Capitalization is a real problem. We had thought we should treat choices on menus like side heads and capitalize only the
first word, but browsing through the Net, we find a lot of sites that capitalize all the important words in the menu choices
in their sidebars. Do you have any advice on this point? The University of Chicago Press does NOT capitalize its menu (http://www.press.uchicago.edu/ ). Is that my answer?
A. Sentence-style capitalization is most often the appropriate choice, but make sure that the choice is a logical one. Note
that we employ headline-style capitalization for the style categories listed in our frame-based menu on this Q&A site. We
do so because each choice in that part of the menu corresponds exactly to the heading for the related document (in fact, these
headings, wherever they appear, are generated from a single entry in a database).
Q. We’re trying to find a definitive style for representing file names, commands, and computer buttons
(e.g., click “exit”) in text. For file names, for example, I’ve
found quotation marks, italics, all caps, boldface . . . you name it, including
no differentiation at all. How would you suggest treating a file name in a sentence such as “Open the
readme.rtf file before continuing with the installation”? What about commands in a sentence such as
“Click on File and select Open”?
A. For commands, icons, keys, etc., an important consideration is to match the capitalization of the software or hardware being
invoked. Fortunately such items tend to be capitalized, which helps to set terms off from the run of text without introducing
italics or other distinctions:
Choose Save As, under File (or press F12), before you make another move.
You can assign shortcuts to a Ctrl+Alt key combination to launch most Windows applications.
File names may be set in italics or in a different font. An elegant alternative is to relegate them to parentheses:
Open the third chapter (John Doe and the problem of anonymity.wpd) and run the cleanup macro (clean_me).
Words to be typed can be set in bold or in a different font, or both, like this:
Type vacation stop at the prompt, then hit Enter.

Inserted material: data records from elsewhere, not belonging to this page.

PR #8134, opened 2025-01-10
Remove `xtables.lock` which should be managed by the VPC CNI

bryantbiggs:
### Description

- Remove `xtables.lock` which should be managed by the VPC CNI
	- This is fixed in v1.18.1 of the VPC CNI https://github.com/aws/amazon-vpc-cni-k8s/pull/2841 which is the current default, but we should bump https://github.com/eksctl-io/eksctl/pull/7899 
- Update self-managed `aws-node.yaml` to latest from [here](https://github.com/aws/eks-charts/tree/master/stable/aws-vpc-cni) to ensure changes are in sync with respect to managed version of add-on (and that the xtables mount is still relevant)

### Checklist
- [ ] Manually tested

### DIFF
--- a/pkg/addons/default/assets/aws-node.yaml
+++ b/pkg/addons/default/assets/aws-node.yaml
@@ -405,7 +405,8 @@ spec:
     type: RollingUpdate
   selector:
     matchLabels:
-      k8s-app: aws-node
+      app.kubernetes.io/name: aws-node
+      app.kubernetes.io/instance: aws-vpc-cni
   template:
     metadata:
       labels:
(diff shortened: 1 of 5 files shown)


bryantbiggs:
Looks like this depends on https://github.com/eksctl-io/eksctl/pull/7899/files#diff-00df199028ae76ae35f1678fdb2184bf611cfb868abc937e86828e2aa2ee0150R597

a-hilaly:
@bryantbiggs not very sure, but do we need to remove the xtables volume mount with this change?

bryantbiggs:
> @bryantbiggs not very sure, but do we need to remove the xtables volume mount with this change?

@a-hilaly doesn't look like it - I just did `helm template . --include-crds ...` using the latest [here](https://github.com/aws/eks-charts/tree/master/stable/aws-vpc-cni) and updated the `aws-node.yaml`, but the xtables mount is still present.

Quotation marks, unless they are an explicit element of a command or label, should be avoided—though
they may be helpful, used consistently, to delimit file names (which may or may not have telltale extensions and even if they
do may be impossible to distinguish from the run of text, as in the WPD example above). Consistency is the key—set
up a style sheet tailored to your needs (e.g., a software manual would generally merit greater use of bold and italics to
distinguish commands from labels and file names), and stick with it.